[Problem]
Set down the entries once more, exactly as given.

[Source material]
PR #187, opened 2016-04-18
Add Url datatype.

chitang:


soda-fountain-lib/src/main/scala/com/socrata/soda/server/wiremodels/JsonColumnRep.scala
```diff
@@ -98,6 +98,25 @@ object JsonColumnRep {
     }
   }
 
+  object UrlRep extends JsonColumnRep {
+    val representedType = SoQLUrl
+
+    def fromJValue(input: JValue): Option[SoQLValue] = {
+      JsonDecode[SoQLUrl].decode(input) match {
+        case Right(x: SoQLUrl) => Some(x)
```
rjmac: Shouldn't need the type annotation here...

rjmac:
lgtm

[Response to this task]
PR #187, opened 2016-04-18
Add Url datatype.

chitang:


soda-fountain-lib/src/main/scala/com/socrata/soda/server/wiremodels/JsonColumnRep.scala
```diff
@@ -98,6 +98,25 @@ object JsonColumnRep {
     }
   }
 
+  object UrlRep extends JsonColumnRep {
+    val representedType = SoQLUrl
+
+    def fromJValue(input: JValue): Option[SoQLValue] = {
+      JsonDecode[SoQLUrl].decode(input) match {
+        case Right(x: SoQLUrl) => Some(x)
```
rjmac: Shouldn't need the type annotation here...

rjmac:
lgtm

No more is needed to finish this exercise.